Roku (ROKU 0.15%) is a business that should do well as streaming services rise in popularity. Roku TVs and streaming sticks let users access a variety of content, as the company's platform can be a convenient hub for consumers with subscriptions to multiple streaming services. Plus it has free content of its own.

However, the company has been struggling to generate the same level of growth it achieved last year. And with a poor outlook for the economy, the growth stock has crashed 74% this year (by comparison, the S&P 500 is down just 17%). The danger is that things could get even worse for Roku in the months ahead.
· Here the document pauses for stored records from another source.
PR #533, opened 2023-11-30
chore: Reduce build time noise from linter

akash1810:
Add some annotations to help the linter understand we know what we're doing, and therefore reduce noise in the build.

## How has it been verified?
Observe CI - the annotations appearing on `main` have been removed on this branch.

<details><summary>Annotations on main</summary>
<p>

image

</p>
</details>

<details><summary>Annotations on this branch</summary>
<p>

image

</p>
</details>

### DIFF
--- a/packages/interactive-monitor/src/js-parser.test.ts
+++ b/packages/interactive-monitor/src/js-parser.test.ts
@@ -5,8 +5,11 @@ describe('getPathFromConfigFile', () => {
 		const rawFile1 = String.raw`export default {
             title: "Iran protests",
             path: "2022/10/iran-protests"}`;
-		const file1 = parseFileToJS(rawFile1);
-		expect(getPathFromConfigFile(file1!)).toEqual('2022/10/iran-protests');
+
+		// eslint-disable-next-line @typescript-eslint/no-non-null-assertion -- content provided above, so can be sure this is never `undefined`
+		const file1 = parseFileToJS(rawFile1)!;
+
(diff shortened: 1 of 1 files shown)


packages/interactive-monitor/src/js-parser.test.ts
```diff
@@ -18,19 +21,21 @@ describe('getPathFromConfigFile', () => {
...
 	it('should return undefined if the JS file is invalid', () => {
 		const rawFile = String.raw`export default {
 		    title: "Iran protests",
 		    asdf: "2022/10/iran-protests"}`;
-		const file = parseFileToJS(rawFile);
-		expect(getPathFromConfigFile(file!)).toBeUndefined();
-	});
-	it('should return undefined if the JS file is empty', () => {
-		const file = parseFileToJS('');
-		expect(getPathFromConfigFile(file!)).toBeUndefined();
```
akash1810, line 34: The `getPathFromConfigFile` function takes an argument of type `SourceFile`. This test is testing what happens when `undefined` is passed to `getPathFromConfigFile`,
which is confusing, and not needed.

NovemberTang: This looks to me like it's testing an empty file, not an undefined one, unless I've missed something?

akash1810: Ah! Hadn't realised that, thanks for the clarification. Updated.

NovemberTang (approved):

Roku's growth rate has been on a steep decline

This year has been a tough one for businesses, as rising costs have been making it difficult for companies to pursue growth opportunities. One place where that has been evident is in ad spending, where Roku is vulnerable. Here's how sharply its revenue has cratered this year:

ROKU Revenue (Quarterly YoY Growth) Chart

ROKU Revenue (Quarterly YoY Growth) data by YCharts

Revenue totaling $761.4 million for the quarter ending Sept. 30 was up 12% year over year, but it was less than the $764.4 million that Roku had reported a period earlier.

The company isn't expecting a quick turnaround

For the fourth quarter, Roku is projecting its top line to come in at $800 million, which would be an 8% decline from the $865.3 million that it reported in the prior-year quarter. Part of the reason the company isn't expecting a bounce back is that there is significant softness in the ad scatter market, where companies buy ads with little notice.

Chart showing the year-over-year change in spending for the ad scatter market.

Image source: Company's Q3 shareholder letter.

On the company's recent earnings call, CEO Anthony Wood said, "Companies are pulling back their ad budgets because they're uncertain if there will be a recession or not. And so a lot of Q4 ad campaigns are being canceled."

Until there's clarity about what the future holds for the economy, Roku's financials may continue to suffer. And that doesn't bode well for a company that is coming off a third straight quarter for which it reported an operating loss.

Why I'd wait to buy the stock

I'm bullish on Roku's long-term future and am a fan of its products, but this streaming stock is just a bit too risky right now since it's hard to tell when a recovery might happen in the ad market. In the meantime, Roku has been incurring rising operating losses, and its operating cash flow over the past nine months has declined by $250 million to nearly $0.

In the long run, the stock should recover as ad spending returns, and it'll likely prove to be a good buy at its current price. But given that the worst may not be over for Roku, investors may also want to consider waiting on the sidelines for now.